Question

Electromagnetic waves are incident normally on a perfectly reflecting surface having surface area A. If I is the intensity of the incident electromagnetic radiation and c is the speed of light in vacuum, the force exerted by the electromagnetic wave on the reflecting surface is

• A. \(\frac{2IA}{c}\)
• B. \(\frac{IA}{c}\)
• C. \(\frac{IA}{2c}\)
• D. \(\frac{I}{2Ac}\)

Answer 1

The Correct Option is A

Given:

• Surface area = \( A \)
• Intensity of electromagnetic wave = \( I \)
• Speed of light in vacuum = \( c \)
• Surface is perfectly reflecting

Step 1: Radiation Pressure

For a **perfectly reflecting** surface, the radiation pressure \( P \) is given by:

\[ P = \frac{2I}{c} \]

Step 2: Force on the Surface

Force exerted by radiation is pressure multiplied by area:

\[ F = P \cdot A = \frac{2I}{c} \cdot A = \frac{2IA}{c} \]
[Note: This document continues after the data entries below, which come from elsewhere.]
PR #94, opened 2018-09-02
README Docker disambiguations

tomj:
Disambiguate between nsjail _container_ and _command_ in README for easier reading.

- Being a n00b to this project I feel this makes the onboarding of use with Docker somewhat easier by removing duplicated/overloaded terms.


tomj:
I signed it!

PR #99, opened 2018-11-25
fix writeToFD() return type in declaration

rutsky:
In 25a7791d return type of writeToFD() was changed from `ssize_t` to `bool`, but header wasn't updated.


robertswiecki:
Thanks!

PR #104, opened 2019-01-29
Fixed missing dependency on libnl-route-3-dev

adamcarheden:
The example compiling Docker in the readme didn't work, but this fixes it.

It looks like the Makefile treats libnl as optional, but based on the include in net.cc, it appears to be a hard requirement. Let me know if it would be useful to also modify the makefile to fail hard if libnl is mssing instead of warning and continuing.


robertswiecki:
Awesome, thanks!

PR #107, opened 2019-02-27
Added example config for tomcat

adamcarheden:
This config works for tomcat, but I'm not an nsjail expert, so there may be limits nsjail should enforce that aren't applied. Please review with that in mind.


robertswiecki:
Cool, thanks for the config!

The force exerted by the wave is \({\frac{2IA}{c}} \), so the correct answer is (A).

Answer 2

When an electromagnetic wave is incident on a perfectly reflecting surface, the pressure exerted by the wave on the surface is given by: \[ P = \dfrac{I}{c} \] Where: - \(P\) is the pressure, - \(I\) is the intensity of the incident electromagnetic radiation, - \(c\) is the speed of light in vacuum. The force exerted by the wave on the surface area \(A\) is given by: \[ F = P \times A = \dfrac{I}{c} \times A = \dfrac{IA}{c} \] However, because the surface is perfectly reflecting, the total momentum change will be doubled (since the wave is reflected and thus its momentum is reversed), and the force is therefore: \[ F = 2 \times \dfrac{IA}{c} \] Thus, the force exerted by the electromagnetic wave on the reflecting surface is \(\dfrac{2IA}{c}\).